Thanks - these days there is so much going on I sometimes get overwhelm and anxiety trawling through sites, so I appreciate your taking the trouble to give me the link

Reactions: Like 7


----------



## DavyH (1/7/20)

It's not a bad device, has a really tight draw without much heat. One of the pods in mine was a bit leaky, others aren't, but give the pod fitting a wipe every time you refill, and don't use really thick juice in it. It's a nice little vape all told.

Reactions: Like 2 | Agree 2 | Thanks 1 | Informative 1


----------



## mrh (1/7/20)

DavyH said:


> It's not a bad device, has a really tight draw without much heat. One of the pods in mine was a bit leaky, others aren't, but give the pod fitting a wipe every time you refill, and don't use really thick juice in it. It's a nice little vape all told.


Good - because I have Twisp juice still which is 50vg/50vg (I think) and so I wanted an MTL kind of device. Thanks to all who responded.

Reactions: Like 7


----------



## mrh (2/7/20)

I am having a lot of trouble trying to fill this pod. Any idea idea somebody out there what I could possibly doing wrong. Have decanted some of my twisp juice into the vaporesso bottle...

Reactions: Like 1


----------



## mrh (2/7/20)

mrh said:


> I am having a lot of trouble trying to fill this pod. Any idea idea somebody out there what I could possibly doing wrong. Have decanted some of my twisp juice into the vaporesso bottle...


Nothing's coming through like the passage is blocked. Is it advisable to put a needle in there or something to check?

Reactions: Like 1


----------



## Stranger (2/7/20)

Try put nozzle in hole, tip bottle and pod upside down, squeeze bottle gently and then turn the right way up, the juice should then be sucked in.

Reactions: Like 1


----------



## mrh (2/7/20)

Stranger said:


> Try put nozzle in hole, tip bottle and pod upside down, squeeze bottle gently and then turn the right way up, the juice should then be sucked in.

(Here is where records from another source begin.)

PR #541, opened 2019-12-04
[PMK-2333] Fix user & tenants roles assignment

xantorres:
* Branched off from https://github.com/platform9/pf9-ui-plugin/pull/530
* Fixed roles assignment when adding/editing Users & Tenants
* Fix patch request headers (fixes edit forms)
* Fix performance issue due to "registerNotification" being instantiated multiple times upon renders
* Fix minor styling issues
* Removed Groups tab to match the Clarity UI
* Fix region being written in user preferences twice

### DIFF
--- a/src/api-client/ApiClient.js
+++ b/src/api-client/ApiClient.js
@@ -120,7 +120,6 @@ class ApiClient {
 
   basicPatch = async (url, body) => {
     const config = this.getAuthHeaders()
-    config.headers['Content-Type'] = 'application/json-patch+json'
     const response = await this.axiosInstance.patch(url, body, config)
     return normalizeResponse(response)
   }
--- a/src/app/core/components/notificationsPopover/NotificationsPopover.tsx
+++ b/src/app/core/components/notificationsPopover/NotificationsPopover.tsx
@@ -40,7 +40,7 @@ const usePopoverStyles = makeStyles(theme => ({
     flexFlow: 'column nowrap',
     padding: 0,
     backgroundColor: '#FFF',
-    marginTop: 40,
+    marginTop: theme.spacing(5),
     width: 400,
     maxHeight: 600,
     border: 0,
@@ -120,6 +120,5 @@ const NotificationsPopover = ({ className }) => {
     </Popover>
   </div>
 }
-
 
 export default NotificationsPopover
--- a/src/app/core/components/notificationsPopover/NotificationsPopover.tsx
+++ b/src/app/core/components/notificationsPopover/NotificationsPopover.tsx
@@ -1,16 +1,10 @@
-import React, { useCallback, useContext } from 'react'
+import React, { useContext } from 'react'
 import { Popover, Typography, Tooltip, Button } from '@material-ui/core'
 import { makeStyles } from '@material-ui/core/styles'
 import FontAwesomeIcon from 'core/components/FontAwesomeIcon'
 import { AppContext } from 'core/providers/AppProvider'
-import { over, lensProp, prepend, always, take } from 'ramda'
-import uuid from 'uuid'
 import NotificationItem
   from 'core/components/notificationsPopover/NotificationItem'
-import moment from 'moment'
-import { emptyArr, pipe } from 'utils/fp'
-
-const maxNotifications = 30
 
 const useStyles = makeStyles(theme => ({
   title: {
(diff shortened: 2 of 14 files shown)


src/api-client/ApiClient.js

Thanks will try that. I suppose the twisp bottle shouldnt be use. Im wasting good bit of my good stuff here. Does it rely on the bottle being quite full...?

Reactions: Like 1


----------



## Stranger (2/7/20)

What you are trying to achieve is a vacuum in the pod tank. I suspect that the nozzle is too big for the filling hole and air is not escaping as you fill

Reactions: Like 1 | Thanks 1


----------



## mrh (2/7/20)

SOrry to be so needy but can I needle the nozzle as really it seems not to let the liquid through at all. Would it spoil the 'dynamics' if I made the vapersso bottle's hole bigger with a needle or such like?

Reactions: Like 1


----------



## mrh (2/7/20)

Stranger said:


> What you are trying to achieve is a vacuum in the pod tank. I suspect that the nozzle is too big for the filling hole and air is not escaping as you fill


Okay - that gives me some idea of the dynamics -Thank you! All is not lost yet....

Reactions: Like 1


----------



## mrh (2/7/20)

mrh said:


> Okay - that gives me some idea of the dynamics -Thank you! All is not lost yet....

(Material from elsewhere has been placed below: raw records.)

PR #548, opened 2019-12-05
[PMK-2312] Disable App Catalog

xantorres:


src/app/plugins/kubernetes/index.js
```diff
@@ -434,16 +435,17 @@ Kubernetes.registerPlugin = pluginManager => {
...
-      name: 'App Catalog',
-      link: { path: '/apps' },
-      icon: 'th',
-      nestedLinks: [
-        { name: 'App Catalog', link: { path: '/apps#appCatalog' } },
-        { name: 'Deployed Apps', link: { path: '/apps#deployedApps' } },
-        { name: 'Repositories', link: { path: '/apps#repositories' } },
-      ],
-    },
+    // TODO: enable this when backend side is implemented
```
rahulkurumkar: Can we just have flag `disable: true` so that router creation code will look for this and then build a route tree?

xantorres: In this case I don't want to disable it, just remove it entirely until we can re-enable it again. 
Also I don't think it's worth the effort of adding a `disable` option for the few (or none) cases that we will be using it.

PR #551, opened 2019-12-06
PMK-2335: Added missing "/" in URL. Minor change

rahulkurumkar:


src/app/core/containers/AppContainer.js
```diff
@@ -82,7 +82,7 @@ const AppContainer = props => {
 
     if (history.location.pathname === forgotPasswordUrl) return history.push(forgotPasswordUrl)
 
-    if (history.location.hash.includes(resetPasswordThroughEmailUrl)) return history.push(history.location.hash.slice().replace('#', 'ui'))
+    if (history.location.hash.includes(resetPasswordThroughEmailUrl)) return history.push(history.location.hash.slice().replace('#', '/ui'))
```
xantorres: this is a really ugly workaround, please add a FIXME comment explaining why we are doing this so that we remove it as soon as the backend corrects the url.

rahulkurumkar: Below URL will be formed when user clicks o`https://du-test-kplane-pacharya-2738.platform9.horse/ui/index.html#/reset/password/d484160fa02642741280086bd8476b752dd8fd8cdf93fb24f6c9808ebcd3801d02802fbe763a0a6aec28f2525ce3211b3a94e610b5b00263e0b35a9e0320c06f`

At the point of redirection, we get below data in the location
image

As a part of the password reset, we need to sent token in URL and for that, I am using the hash part of history and forming the correct URL.

In the future we can clean this after syncing up with backend and OLD UI.

xantorres: I understand, but please add a `FIXME` comment explaining this in the code itself.

PR #555, opened 2019-12-09
PMK-2328: Disabled the "Network options" option when the user selects "use platform9.net"

rahulkurumkar:
PMK-2328: Disabled the "Network options" option when the user selects "use platform9.net"

PMK-2328Cannot choose network type unless use platform9 net is unchecked


src/app/plugins/kubernetes/components/infrastructure/clusters/AddAwsClusterPage.js
```diff
@@ -457,24 +465,21 @@ const AddAwsClusterPage = () => {
                         wizardContext,
                       })}
 
-                      {/* API FQDN */}
-                      {values.usePf9Domain ||
-                      <TextField
+                      {/* API FQDN */}<TextField
```
jruddell: drop `<TextField` to a new line here

PR #556, opened 2019-12-09
PMK-2394: Added code to not show tooltip if component is in disabled state

rahulkurumkar:
Added code to not show tooltip if the component is in a disabled state

DoNotShowToolTipifComponentIsDisabled


brennancheung:
Did someone ask for this feature specifically?  I think the product would be worse off if we made this change.  I think it is useful to understand what a field is even if it is disabled; it provides more context as to why it might be disabled.

brennancheung:
Product confirmed no need for this.  Closing this PR.

PR #557, opened 2019-12-09
[PMK-2393] Create Clemency service to generate new user activation email

xantorres:


src/app/plugins/kubernetes/components/userManagement/users/actions.js
```diff
@@ -35,14 +35,23 @@ export const mngmUserActions = createCRUDActions(mngmUsersCacheKey, {
...
-      email: username,
-      name: username,
-      username,
-      displayname,
-      password: password || undefined,
-      default_project_id: head(keys(roleAssignments)),
-    })
+    const createdUser = password
+      ? await keystone.createUser({
+        email: username,
```
jruddell: is `username` here the email address?

src/api-client/ApiService.ts
```diff
@@ -0,0 +1,12 @@
+import ApiClient from 'api-client/ApiClient'
+
+abstract class ApiService {
+  protected constructor (protected client: ApiClient) {
+  }
+
+  abstract endpoint(): string | Promise<string>
```
jruddell: We should probably only have one type here. either `string` or `Promise<string>`. Feels like this will make usage harder because we dont know which type it is. Thoughts?

src/api-client/Clemency.ts
```diff
@@ -0,0 +1,44 @@
...
+    return `${this.endpoint}/clemency`
+  }
+
+  requestNewPassword = async (username) => {
+    const body = { username }
+    return this.client.basicPost(`${this.baseUrl}/request`, body)
+  }
+
+  verifyPasswordReset = async (secret) => {
+    return this.client.basicGet(`${this.baseUrl}/reset/password/#${secret}`)
```
jruddell: is the `#` intended here? is that supposed to be a `?` for QueryString parameters? or is the API really requiring a `#`?

src/app/plugins/kubernetes/components/userManagement/users/actions.js
brennancheung: Yes, we treat them the same for our purposes.  OpenStack has tons of fields that are all basically the same thing.

src/api-client/ApiService.ts
brennancheung: I'd lean towards `Promise<string>`.  Things can be composed better but how much will this require everything else to be changed?  Also, the con would be that code that is already simple would become infected with `await`s and make things more verbose.  I could go either way.

src/api-client/Clemency.ts
brennancheung: I think this is the backend setting this requirement and it's probably related to trying to be compatible with the old UI.

xantorres: I just copied and pasted this url from the old ui, literally

src/api-client/ApiService.ts
xantorres: I just checked our current services and seen that in some places we resolve the url by fetching some services, whereas other times we just return a hardcoded value

jruddell: If its an abstract class where we are extending other classes from I'd really prefer one type. Why do we have different return types for getting an endpoint?

PR #559, opened 2019-12-09
PMK-2397 only allow connected nodes to be added to cluster

brennancheung:


src/app/plugins/kubernetes/components/infrastructure/clusters/bareos/ClusterHostChooser.tsx
```diff
@@ -24,6 +24,7 @@ const useStyles = makeStyles<any, any>((theme: Theme) => ({
   },
 }))
 
+export const isConnected = (node: ICombinedNode) => node.status === 'ok'
```
jruddell: we should probably start thinking about a cluster utils file. This will get messy as to where our utility functions are as we add more and more.

brennancheung: SG, we can do that in the future.  I'd also like to see some of the status things that are just `status: string` have the enumerated values but I'm not confident of all the possible backend values yet.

Yay- I put the twisp nozzle on the vaporesso bottle and it worked. Damn Vaporesso! Thank you Stranger

Reactions: Like 1


----------



## mrh (2/7/20)

mrh said:


> Yay- I put the twisp nozzle on the vaporesso bottle and it worked. Damn Vaporesso! Thank you Stranger


Oh shit no I think it was my mistake. Sorrry

Reactions: Like 1


----------



## Stranger (2/7/20)

mrh said:


> SOrry to be so needy but can I needle the nozzle as really it seems not to let the liquid through at all. Would it spoil the 'dynamics' if I made the vapersso bottle's hole bigger with a needle or such like?



You can be as needy as you like, we are all in the same sea right now. Happy to help

Anyway makes us feel better when we can help solve a problem.

What I a trying to convey is that that a pod will have so much juice in it and so much air. When you try to fill it the air must be displaced somewhere or the pod will not fill. If you can figure that out you will solve the problem

Reactions: Like 2 | Thanks 1


----------



## mrh (2/7/20)

Stranger said:


> You can be as needy as you like, we are all in the same sea right now. Happy to help
> 
> Anyway makes us feel better when we can help solve a problem.
> 
> What I a trying to convey is that that a pod will have so much juice in it and so much air. When you try to fill it the air must be displaced somewhere or the pod will not fill. If you can figure that out you will solve the problem


All sorted - made an unspeakably embarassing mistake. Only wondering now how much to fill it because with my twisp I usually prefer to refill 2 thirds .

Reactions: Like 2


----------



## DavyH (2/7/20)

mrh said:


> All sorted - made an unspeakably embarassing mistake. Only wondering now how much to fill it because with my twisp I usually prefer to refill 2 thirds .



2/3 is fine, it can get quite difficult to get it full to the brim anyway. The valve is a good idea, but the inlet is tiny and it can be a bit finnicky.

Reactions: Like 1 | Thanks 1


----------